───── Material provided ─────

PR #3247, opened 2024-03-18
Fix instances of static translations (`t` macro)

mozzius:
Changed all the places I could find where the `t` macro is used, since this doesn't change when changing the app language, and replaced it with `msg`

### DIFF
--- a/src/view/com/composer/select-language/SelectLangBtn.tsx
+++ b/src/view/com/composer/select-language/SelectLangBtn.tsx
@@ -88,7 +88,7 @@ export function SelectLangBtn() {
       ...arr.slice(0, 6),
       {sep: true},
       {
-        label: _(`Other...`),
+        label: _(msg`Other...`),
         onPress: onPressMore,
       },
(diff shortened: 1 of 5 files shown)


src/view/com/composer/select-language/SelectLangBtn.tsx
```diff
@@ -84,15 +84,15 @@ export function SelectLangBtn() {
     }
 
     return [
-      {heading: true, label: t`Post language`},
+      {heading: true, label: _(msg`Post language`)},
       ...arr.slice(0, 6),
       {sep: true},
       {
-        label: t`Other...`,
+        label: _(`Other...`),
```
gildaswise, line 91:
```suggestion
        label: _(msg`Other...`),
```

I guess?

mozzius: Good catch, thanks!

haileyok (approved):
👍

PR #3252, opened 2024-03-18
Bday modal tweaks

estrattonbailey:
Mostly set out to integrate the ALF DateField, but decided we [should do a little more work](https://github.com/orgs/bluesky-social/projects/9/views/1?pane=issue&itemId=56843822) on that before we start using it.

Also wanted to fix:
- flash of load state when submitting
- remove need to pass in prefs (prefs should be cached, might as well use query hook)

So just small tweaks:
- hoisted some UI up for initial load state (probably won't ever happen, prefs should be in cache)
- moved `isPending` state to button icon

CleanShot 2024-03-18 at 13 51 59@2x
CleanShot 2024-03-18 at 13 58 22

### DIFF
--- a/src/components/dialogs/BirthDateSettings.tsx
+++ b/src/components/dialogs/BirthDateSettings.tsx
@@ -43,7 +43,25 @@ export function BirthDateSettingsDialog({
         </View>
 
         {isLoading ? (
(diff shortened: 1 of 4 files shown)


haileyok (approved):
Nice

PR #3253, opened 2024-03-18
Fix nested border radius issue on square avatars

mozzius:
Cherrypicked commits from #3230 due to 3p moderation branch being merged


haileyok (approved):
BRIT

PR #3257, opened 2024-03-18
Use consistent avatar shape/defaults for labelers

estrattonbailey:
Uses `labeler` variant of avatar in all cases


pfrazee (approved):
LGTM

─────

▶ _Description of the task_: Scan the entries for the word "function". Report each line that has it.

▶ _Completed task_:
@@ -88,7 +88,7 @@ export function SelectLangBtn() {
@@ -84,15 +84,15 @@ export function SelectLangBtn() {
@@ -43,7 +43,25 @@ export function BirthDateSettingsDialog({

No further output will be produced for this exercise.